## TASK DESCRIPTION:
Lines with the word "possible" in them must be copied from the records below.

(Stored dataset items)
BEGIN
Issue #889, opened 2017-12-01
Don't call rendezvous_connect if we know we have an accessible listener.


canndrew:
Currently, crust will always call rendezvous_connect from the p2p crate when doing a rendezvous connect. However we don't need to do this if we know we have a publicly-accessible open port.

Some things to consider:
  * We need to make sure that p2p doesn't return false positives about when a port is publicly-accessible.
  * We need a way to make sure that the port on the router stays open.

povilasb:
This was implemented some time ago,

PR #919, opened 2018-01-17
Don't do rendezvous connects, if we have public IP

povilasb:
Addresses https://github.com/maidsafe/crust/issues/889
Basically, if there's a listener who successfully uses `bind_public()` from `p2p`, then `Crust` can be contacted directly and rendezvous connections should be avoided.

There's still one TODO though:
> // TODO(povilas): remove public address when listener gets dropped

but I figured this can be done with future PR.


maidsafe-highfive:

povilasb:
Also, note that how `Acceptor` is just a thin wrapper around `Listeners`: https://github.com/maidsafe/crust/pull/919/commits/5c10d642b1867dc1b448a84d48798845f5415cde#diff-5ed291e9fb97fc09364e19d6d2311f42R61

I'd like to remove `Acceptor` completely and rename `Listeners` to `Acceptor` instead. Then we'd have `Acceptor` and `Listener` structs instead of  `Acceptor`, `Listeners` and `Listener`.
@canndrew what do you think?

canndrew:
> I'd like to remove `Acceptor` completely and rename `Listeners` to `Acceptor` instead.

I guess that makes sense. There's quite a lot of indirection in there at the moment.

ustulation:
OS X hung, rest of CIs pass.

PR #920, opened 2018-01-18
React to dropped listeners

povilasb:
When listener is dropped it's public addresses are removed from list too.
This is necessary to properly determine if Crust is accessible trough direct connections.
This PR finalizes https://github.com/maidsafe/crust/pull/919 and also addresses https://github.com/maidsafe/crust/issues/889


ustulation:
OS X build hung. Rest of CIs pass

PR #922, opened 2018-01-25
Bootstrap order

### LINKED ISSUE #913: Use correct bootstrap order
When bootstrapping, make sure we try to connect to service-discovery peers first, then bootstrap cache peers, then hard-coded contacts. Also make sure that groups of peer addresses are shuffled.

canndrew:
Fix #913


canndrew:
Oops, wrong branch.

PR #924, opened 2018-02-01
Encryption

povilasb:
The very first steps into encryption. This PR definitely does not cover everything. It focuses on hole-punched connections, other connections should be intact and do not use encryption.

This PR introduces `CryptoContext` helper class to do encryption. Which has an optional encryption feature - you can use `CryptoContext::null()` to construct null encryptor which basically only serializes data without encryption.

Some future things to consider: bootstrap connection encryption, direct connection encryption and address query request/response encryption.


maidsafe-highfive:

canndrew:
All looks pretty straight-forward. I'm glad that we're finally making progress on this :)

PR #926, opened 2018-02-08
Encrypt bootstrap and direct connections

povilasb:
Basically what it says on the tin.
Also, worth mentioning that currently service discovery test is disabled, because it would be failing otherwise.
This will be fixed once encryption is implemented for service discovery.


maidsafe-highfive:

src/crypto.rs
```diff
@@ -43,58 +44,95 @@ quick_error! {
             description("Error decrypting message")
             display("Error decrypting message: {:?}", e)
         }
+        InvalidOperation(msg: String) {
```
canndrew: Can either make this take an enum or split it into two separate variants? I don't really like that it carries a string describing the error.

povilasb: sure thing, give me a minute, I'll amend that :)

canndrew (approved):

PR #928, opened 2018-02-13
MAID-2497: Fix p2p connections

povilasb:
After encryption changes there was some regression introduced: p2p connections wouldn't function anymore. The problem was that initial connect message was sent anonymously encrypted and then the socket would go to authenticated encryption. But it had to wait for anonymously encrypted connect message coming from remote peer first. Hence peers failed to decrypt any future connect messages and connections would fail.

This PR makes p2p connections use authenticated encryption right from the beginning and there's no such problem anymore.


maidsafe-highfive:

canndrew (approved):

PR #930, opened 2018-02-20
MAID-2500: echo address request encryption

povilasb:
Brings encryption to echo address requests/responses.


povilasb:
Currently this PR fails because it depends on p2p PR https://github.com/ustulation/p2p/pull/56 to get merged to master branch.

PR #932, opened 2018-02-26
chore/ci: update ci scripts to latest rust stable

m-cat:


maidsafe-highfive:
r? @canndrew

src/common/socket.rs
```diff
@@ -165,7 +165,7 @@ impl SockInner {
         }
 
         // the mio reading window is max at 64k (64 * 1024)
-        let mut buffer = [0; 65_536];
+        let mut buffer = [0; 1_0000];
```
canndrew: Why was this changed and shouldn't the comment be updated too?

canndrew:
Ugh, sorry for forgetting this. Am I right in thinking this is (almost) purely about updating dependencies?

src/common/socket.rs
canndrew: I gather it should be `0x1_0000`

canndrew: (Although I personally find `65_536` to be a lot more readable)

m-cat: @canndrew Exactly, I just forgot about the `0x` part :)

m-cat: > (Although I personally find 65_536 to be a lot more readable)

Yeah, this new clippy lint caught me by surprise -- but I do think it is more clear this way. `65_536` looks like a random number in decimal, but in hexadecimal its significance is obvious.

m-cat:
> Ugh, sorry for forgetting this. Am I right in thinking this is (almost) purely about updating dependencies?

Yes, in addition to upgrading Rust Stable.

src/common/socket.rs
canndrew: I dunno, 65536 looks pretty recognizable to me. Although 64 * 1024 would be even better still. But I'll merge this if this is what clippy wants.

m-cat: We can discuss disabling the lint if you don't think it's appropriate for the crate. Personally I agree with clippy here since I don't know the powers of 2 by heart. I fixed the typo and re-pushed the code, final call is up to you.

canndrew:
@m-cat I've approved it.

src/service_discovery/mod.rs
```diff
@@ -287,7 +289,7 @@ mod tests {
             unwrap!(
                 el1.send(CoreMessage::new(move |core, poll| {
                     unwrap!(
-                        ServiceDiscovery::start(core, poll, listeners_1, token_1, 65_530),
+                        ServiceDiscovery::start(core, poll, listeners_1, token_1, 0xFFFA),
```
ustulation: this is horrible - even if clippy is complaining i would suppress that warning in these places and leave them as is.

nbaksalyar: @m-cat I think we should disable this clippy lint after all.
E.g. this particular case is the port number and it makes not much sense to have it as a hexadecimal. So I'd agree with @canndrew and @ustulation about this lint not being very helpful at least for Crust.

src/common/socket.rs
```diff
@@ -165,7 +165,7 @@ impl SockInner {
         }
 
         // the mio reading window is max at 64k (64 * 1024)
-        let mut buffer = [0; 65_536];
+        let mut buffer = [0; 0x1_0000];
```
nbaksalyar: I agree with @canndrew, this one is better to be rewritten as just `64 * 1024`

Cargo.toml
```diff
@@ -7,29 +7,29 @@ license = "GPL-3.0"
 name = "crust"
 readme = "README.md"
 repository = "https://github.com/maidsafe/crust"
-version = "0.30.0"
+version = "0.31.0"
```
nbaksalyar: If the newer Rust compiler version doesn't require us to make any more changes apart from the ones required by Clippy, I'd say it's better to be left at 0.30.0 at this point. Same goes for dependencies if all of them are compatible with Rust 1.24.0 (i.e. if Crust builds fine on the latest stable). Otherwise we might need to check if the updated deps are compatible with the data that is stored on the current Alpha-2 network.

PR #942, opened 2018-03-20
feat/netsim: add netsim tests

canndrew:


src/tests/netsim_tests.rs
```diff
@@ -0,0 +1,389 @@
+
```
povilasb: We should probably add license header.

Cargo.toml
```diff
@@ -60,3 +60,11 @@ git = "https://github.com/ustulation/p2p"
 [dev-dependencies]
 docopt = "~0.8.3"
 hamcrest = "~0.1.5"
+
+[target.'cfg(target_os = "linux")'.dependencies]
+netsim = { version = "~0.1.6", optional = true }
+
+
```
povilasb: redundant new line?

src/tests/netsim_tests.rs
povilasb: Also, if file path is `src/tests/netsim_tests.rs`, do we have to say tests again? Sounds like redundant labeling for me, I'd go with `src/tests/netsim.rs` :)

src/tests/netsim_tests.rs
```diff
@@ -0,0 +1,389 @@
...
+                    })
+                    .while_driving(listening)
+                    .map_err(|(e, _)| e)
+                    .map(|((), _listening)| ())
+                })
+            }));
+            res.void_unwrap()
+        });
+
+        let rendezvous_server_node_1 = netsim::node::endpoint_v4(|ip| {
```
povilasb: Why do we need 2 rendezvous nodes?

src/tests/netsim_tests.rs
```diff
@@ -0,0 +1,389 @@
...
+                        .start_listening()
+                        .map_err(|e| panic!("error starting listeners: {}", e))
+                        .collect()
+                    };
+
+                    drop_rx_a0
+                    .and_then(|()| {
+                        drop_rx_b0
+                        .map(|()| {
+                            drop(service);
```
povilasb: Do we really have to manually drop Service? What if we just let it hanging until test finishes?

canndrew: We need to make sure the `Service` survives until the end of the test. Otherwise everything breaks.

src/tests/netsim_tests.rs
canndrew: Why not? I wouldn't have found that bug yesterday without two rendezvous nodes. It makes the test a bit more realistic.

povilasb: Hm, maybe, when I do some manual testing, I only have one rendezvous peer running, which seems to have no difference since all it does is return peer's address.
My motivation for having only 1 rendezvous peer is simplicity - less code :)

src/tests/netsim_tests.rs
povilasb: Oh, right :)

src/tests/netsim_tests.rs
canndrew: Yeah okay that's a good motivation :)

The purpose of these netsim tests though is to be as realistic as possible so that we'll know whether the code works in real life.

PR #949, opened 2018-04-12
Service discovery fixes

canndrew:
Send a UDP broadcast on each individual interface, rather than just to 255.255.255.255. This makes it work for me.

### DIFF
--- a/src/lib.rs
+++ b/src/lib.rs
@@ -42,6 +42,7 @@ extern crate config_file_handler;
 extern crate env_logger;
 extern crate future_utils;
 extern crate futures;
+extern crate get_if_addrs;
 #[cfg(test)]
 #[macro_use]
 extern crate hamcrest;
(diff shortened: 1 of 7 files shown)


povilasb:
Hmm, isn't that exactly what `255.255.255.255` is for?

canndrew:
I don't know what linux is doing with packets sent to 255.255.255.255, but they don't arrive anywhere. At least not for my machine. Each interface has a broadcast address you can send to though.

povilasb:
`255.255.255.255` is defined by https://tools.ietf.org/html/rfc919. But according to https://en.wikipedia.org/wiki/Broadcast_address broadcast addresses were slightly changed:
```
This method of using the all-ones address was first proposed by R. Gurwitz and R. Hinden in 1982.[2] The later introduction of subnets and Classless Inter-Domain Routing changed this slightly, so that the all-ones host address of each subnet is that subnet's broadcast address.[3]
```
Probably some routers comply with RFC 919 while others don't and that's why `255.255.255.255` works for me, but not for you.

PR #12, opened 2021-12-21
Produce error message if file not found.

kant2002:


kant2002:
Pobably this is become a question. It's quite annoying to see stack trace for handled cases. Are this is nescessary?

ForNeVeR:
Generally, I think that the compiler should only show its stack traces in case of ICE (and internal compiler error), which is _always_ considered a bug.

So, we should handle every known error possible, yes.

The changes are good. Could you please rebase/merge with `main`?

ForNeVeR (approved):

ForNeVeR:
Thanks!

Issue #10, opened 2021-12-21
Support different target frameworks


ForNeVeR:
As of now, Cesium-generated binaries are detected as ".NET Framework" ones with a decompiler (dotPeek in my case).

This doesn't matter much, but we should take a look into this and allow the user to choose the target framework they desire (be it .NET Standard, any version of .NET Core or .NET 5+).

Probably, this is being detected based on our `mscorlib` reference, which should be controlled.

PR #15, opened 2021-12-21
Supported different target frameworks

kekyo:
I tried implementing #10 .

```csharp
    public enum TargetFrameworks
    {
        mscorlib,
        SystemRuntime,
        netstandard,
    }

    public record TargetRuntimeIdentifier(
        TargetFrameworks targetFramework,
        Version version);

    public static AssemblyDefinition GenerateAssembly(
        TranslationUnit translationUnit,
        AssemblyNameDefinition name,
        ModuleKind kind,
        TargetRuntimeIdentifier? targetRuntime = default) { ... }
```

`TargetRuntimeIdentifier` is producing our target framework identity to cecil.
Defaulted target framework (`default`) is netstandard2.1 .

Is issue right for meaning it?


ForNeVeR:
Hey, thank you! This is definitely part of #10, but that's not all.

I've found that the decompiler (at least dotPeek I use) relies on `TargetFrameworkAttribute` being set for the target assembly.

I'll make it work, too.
END
## COMPLETED EXERCISE:
The purpose of these netsim tests though is to be as realistic as possible so that we'll know whether the code works in real life.
So, we should handle every known error possible, yes.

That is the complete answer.